──────── RECORDS FOR THIS TASK
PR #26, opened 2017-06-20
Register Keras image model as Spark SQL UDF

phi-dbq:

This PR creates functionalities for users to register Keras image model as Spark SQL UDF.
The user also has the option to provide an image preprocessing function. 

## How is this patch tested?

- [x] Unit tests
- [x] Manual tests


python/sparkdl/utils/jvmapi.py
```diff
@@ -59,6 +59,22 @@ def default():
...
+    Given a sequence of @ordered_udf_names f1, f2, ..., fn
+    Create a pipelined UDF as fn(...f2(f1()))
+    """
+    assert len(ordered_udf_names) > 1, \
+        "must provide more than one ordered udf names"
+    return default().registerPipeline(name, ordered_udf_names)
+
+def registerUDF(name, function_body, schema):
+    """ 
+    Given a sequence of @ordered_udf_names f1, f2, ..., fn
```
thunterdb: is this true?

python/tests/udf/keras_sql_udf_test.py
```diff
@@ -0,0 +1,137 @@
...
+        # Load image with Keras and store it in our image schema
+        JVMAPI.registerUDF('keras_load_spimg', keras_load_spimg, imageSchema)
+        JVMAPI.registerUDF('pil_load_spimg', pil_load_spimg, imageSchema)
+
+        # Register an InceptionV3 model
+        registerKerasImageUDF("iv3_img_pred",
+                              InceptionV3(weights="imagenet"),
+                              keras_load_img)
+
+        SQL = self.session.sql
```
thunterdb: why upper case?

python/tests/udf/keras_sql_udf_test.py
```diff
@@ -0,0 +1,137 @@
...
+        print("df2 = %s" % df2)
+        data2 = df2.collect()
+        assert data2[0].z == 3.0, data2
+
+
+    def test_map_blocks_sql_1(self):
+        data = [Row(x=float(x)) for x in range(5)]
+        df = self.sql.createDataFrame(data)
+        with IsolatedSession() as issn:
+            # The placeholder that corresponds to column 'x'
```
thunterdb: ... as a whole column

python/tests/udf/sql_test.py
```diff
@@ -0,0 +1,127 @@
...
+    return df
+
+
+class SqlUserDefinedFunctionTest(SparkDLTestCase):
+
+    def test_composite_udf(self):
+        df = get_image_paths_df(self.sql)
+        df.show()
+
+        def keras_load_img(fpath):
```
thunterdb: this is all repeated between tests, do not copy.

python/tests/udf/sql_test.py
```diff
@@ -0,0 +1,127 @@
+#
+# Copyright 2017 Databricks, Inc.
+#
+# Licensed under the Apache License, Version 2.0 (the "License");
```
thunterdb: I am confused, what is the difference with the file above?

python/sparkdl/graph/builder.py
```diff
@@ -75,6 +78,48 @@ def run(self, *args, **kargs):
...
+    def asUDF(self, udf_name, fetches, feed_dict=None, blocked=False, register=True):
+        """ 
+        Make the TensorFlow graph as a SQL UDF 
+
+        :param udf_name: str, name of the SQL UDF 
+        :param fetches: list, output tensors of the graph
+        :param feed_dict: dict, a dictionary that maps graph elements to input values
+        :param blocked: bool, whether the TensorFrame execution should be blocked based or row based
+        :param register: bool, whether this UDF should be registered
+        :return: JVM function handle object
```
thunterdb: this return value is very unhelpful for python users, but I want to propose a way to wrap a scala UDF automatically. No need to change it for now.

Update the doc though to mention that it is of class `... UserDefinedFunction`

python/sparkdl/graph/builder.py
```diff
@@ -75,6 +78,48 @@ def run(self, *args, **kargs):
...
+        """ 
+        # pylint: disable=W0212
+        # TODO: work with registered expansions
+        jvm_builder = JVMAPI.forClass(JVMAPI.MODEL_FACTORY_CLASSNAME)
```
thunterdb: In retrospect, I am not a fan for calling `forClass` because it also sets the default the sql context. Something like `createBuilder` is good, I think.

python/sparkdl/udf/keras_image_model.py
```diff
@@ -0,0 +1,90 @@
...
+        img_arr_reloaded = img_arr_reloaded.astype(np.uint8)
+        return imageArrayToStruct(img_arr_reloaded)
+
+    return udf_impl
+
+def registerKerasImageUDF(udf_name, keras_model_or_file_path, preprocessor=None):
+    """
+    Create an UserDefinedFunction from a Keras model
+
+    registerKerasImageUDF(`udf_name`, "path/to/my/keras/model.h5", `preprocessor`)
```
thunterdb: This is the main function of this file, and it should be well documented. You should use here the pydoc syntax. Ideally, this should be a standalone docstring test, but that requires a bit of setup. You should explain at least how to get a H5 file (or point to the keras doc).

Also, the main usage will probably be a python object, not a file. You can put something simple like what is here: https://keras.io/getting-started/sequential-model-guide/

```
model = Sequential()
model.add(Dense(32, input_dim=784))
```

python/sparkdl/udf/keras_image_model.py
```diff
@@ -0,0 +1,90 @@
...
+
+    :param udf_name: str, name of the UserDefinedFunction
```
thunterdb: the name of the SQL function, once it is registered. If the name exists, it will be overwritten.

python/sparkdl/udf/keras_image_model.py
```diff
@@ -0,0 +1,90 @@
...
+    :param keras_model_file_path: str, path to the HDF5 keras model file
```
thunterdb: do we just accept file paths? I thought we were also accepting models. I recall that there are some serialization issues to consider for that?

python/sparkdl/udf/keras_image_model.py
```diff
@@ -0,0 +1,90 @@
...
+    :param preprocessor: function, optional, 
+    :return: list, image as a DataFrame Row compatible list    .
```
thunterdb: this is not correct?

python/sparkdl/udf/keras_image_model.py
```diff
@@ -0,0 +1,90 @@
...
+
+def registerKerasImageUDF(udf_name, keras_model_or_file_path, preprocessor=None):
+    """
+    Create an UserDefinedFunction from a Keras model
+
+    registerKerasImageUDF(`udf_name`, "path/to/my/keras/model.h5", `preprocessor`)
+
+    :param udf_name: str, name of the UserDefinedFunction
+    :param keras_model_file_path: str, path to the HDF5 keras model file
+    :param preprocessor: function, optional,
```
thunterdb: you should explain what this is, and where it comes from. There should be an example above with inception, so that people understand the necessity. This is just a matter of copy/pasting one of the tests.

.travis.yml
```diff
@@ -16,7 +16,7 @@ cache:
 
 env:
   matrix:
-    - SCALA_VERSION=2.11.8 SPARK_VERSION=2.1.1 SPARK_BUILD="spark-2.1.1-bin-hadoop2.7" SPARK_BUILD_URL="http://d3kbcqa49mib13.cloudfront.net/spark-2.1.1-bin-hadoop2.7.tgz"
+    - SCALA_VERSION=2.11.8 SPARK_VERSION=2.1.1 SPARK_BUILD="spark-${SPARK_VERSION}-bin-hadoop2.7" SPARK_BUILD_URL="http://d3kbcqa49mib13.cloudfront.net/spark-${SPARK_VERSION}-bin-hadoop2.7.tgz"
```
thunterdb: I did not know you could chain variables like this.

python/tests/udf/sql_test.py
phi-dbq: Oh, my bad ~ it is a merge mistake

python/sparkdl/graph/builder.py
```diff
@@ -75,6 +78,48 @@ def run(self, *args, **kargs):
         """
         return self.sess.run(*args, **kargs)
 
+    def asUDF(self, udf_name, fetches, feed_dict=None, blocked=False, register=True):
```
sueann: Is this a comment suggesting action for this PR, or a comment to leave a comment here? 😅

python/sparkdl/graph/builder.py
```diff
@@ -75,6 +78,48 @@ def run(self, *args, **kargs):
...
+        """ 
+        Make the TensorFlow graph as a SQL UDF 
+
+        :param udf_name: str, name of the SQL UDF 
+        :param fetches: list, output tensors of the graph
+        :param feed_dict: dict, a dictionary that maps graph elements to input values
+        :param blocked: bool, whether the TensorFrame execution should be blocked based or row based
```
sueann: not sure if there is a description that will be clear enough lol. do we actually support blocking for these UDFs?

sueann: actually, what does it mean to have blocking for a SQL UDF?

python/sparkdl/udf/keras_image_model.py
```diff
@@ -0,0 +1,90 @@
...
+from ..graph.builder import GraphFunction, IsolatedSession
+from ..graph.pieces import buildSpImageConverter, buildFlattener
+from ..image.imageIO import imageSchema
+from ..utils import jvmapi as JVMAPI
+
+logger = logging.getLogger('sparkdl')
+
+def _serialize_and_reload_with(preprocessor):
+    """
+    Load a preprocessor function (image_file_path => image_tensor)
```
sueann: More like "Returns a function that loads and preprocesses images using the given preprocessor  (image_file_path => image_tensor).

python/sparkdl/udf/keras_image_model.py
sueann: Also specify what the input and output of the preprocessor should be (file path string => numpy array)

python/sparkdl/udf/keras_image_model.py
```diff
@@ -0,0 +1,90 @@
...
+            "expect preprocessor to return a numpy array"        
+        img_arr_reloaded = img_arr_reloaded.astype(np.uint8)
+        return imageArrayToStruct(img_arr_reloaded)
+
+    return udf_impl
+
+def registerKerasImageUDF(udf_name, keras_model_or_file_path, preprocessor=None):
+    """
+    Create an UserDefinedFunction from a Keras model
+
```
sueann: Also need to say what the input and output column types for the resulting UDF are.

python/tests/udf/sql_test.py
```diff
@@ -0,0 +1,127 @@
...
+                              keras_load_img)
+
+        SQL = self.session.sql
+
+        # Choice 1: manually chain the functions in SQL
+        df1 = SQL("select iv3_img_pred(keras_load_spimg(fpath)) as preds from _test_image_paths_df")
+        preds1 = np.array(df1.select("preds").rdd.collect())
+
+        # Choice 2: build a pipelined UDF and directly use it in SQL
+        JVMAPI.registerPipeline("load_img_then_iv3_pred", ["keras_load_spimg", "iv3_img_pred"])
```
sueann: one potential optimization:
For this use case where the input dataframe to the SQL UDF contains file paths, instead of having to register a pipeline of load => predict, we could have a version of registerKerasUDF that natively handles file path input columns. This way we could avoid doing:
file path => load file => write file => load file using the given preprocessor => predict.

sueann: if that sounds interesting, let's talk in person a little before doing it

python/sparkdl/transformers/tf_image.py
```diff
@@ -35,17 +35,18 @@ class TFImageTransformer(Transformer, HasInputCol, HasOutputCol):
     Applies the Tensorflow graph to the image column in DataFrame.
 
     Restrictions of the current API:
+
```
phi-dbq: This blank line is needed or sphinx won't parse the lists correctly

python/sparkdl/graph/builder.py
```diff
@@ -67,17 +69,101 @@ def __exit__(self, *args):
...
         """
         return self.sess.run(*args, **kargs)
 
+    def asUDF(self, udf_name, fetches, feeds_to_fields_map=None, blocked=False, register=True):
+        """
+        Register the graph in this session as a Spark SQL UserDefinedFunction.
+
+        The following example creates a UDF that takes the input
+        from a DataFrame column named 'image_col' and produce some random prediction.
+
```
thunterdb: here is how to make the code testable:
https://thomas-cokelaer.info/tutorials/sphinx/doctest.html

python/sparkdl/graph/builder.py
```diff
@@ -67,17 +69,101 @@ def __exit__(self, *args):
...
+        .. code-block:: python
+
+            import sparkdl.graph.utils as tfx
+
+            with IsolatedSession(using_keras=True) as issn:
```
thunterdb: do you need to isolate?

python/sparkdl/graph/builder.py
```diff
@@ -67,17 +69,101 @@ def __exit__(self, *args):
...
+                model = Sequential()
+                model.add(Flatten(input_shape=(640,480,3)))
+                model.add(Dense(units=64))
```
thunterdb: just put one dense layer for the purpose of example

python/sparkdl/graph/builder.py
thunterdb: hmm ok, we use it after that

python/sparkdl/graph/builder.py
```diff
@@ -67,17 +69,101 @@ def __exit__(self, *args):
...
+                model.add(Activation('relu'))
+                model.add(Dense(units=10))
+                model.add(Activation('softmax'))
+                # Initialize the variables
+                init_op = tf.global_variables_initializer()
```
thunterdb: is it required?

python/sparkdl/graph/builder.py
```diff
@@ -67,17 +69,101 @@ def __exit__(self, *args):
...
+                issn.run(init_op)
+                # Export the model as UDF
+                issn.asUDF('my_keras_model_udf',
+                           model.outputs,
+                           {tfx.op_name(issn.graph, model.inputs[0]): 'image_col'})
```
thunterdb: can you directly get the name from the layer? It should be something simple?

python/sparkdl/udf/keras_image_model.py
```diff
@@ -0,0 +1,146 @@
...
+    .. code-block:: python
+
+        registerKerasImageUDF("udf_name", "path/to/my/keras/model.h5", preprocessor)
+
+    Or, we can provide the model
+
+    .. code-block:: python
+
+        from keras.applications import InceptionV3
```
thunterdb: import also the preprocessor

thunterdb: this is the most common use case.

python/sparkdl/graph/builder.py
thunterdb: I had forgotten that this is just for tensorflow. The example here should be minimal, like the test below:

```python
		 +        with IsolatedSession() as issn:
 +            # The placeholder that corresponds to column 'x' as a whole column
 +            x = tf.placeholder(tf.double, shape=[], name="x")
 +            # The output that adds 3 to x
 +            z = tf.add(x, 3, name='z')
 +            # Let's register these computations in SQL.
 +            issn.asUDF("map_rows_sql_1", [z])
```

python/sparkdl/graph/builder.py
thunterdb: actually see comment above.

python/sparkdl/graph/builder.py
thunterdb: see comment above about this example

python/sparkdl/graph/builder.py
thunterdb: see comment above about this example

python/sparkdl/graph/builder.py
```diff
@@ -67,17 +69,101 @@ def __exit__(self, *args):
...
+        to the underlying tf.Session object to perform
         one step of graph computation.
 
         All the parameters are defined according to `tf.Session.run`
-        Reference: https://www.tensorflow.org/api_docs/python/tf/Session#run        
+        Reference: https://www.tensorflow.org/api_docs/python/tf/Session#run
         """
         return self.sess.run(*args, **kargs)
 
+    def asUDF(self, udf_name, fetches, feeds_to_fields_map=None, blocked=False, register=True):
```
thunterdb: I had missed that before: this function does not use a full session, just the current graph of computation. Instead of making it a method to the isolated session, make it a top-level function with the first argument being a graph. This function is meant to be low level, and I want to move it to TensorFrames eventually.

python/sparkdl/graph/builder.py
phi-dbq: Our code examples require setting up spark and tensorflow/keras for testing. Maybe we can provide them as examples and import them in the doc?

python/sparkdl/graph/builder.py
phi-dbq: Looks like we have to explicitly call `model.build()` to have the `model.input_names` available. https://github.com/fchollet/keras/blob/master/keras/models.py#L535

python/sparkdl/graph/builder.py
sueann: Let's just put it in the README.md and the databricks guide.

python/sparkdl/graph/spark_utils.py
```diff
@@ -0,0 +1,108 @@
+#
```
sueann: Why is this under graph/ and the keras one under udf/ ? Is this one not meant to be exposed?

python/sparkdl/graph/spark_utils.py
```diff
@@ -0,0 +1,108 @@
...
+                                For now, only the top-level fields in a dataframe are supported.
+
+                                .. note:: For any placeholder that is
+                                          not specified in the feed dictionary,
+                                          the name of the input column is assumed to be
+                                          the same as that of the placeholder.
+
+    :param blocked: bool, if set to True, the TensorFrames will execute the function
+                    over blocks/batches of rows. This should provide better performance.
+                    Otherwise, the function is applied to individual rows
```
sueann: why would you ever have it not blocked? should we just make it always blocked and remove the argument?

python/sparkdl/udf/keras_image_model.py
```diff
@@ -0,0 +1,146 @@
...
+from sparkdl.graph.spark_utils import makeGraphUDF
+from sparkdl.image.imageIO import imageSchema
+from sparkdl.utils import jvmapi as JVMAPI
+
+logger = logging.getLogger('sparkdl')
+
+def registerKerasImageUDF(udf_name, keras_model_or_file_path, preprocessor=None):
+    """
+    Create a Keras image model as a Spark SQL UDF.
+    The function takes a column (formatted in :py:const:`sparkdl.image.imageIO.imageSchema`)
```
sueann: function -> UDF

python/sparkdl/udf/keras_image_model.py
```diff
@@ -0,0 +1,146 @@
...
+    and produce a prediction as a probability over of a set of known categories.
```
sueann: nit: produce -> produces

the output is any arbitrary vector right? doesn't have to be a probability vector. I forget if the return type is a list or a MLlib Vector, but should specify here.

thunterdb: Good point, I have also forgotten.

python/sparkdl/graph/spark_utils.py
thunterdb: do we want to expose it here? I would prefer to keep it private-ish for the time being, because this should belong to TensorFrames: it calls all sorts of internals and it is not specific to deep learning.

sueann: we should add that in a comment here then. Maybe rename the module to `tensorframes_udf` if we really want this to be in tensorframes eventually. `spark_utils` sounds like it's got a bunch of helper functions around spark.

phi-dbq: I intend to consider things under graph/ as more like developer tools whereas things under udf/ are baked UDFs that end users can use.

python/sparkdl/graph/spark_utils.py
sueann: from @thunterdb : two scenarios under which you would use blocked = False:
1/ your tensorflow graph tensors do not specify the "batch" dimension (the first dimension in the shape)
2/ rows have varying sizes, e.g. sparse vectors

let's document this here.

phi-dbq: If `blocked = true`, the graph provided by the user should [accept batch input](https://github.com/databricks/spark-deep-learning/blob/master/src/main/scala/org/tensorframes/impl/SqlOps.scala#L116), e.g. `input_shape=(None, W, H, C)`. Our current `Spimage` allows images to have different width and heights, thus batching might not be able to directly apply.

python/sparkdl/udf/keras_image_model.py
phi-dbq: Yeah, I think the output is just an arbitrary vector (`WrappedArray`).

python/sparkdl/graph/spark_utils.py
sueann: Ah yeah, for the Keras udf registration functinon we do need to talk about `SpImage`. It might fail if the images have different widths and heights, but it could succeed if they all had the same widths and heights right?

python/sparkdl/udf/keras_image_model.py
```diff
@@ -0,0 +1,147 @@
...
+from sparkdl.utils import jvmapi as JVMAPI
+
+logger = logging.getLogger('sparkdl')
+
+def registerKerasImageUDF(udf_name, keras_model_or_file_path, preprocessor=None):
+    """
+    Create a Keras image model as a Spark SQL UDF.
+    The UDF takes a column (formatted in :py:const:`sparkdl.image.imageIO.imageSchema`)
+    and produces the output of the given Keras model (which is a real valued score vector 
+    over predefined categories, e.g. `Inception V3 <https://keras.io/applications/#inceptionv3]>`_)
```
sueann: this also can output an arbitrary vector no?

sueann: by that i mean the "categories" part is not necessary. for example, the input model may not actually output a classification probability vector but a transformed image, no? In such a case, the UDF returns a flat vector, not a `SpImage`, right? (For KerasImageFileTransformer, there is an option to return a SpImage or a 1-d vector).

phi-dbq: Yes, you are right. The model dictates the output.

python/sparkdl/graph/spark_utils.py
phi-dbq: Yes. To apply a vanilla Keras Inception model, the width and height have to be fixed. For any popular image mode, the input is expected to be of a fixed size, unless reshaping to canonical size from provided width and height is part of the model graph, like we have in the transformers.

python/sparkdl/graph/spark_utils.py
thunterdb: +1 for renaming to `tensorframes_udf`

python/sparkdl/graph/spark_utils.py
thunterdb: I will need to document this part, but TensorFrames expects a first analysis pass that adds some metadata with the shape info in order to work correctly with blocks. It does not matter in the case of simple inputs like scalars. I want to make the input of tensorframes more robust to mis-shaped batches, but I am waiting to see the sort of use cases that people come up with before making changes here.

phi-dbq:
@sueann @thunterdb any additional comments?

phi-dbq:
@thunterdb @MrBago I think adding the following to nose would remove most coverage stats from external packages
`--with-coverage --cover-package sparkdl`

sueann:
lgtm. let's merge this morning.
────────────────
THE TASK: Which lines above contain "layer"? Show each of them.

FINISHED TASK:
thunterdb: just put one dense layer for the purpose of example
thunterdb: can you directly get the name from the layer? It should be something simple?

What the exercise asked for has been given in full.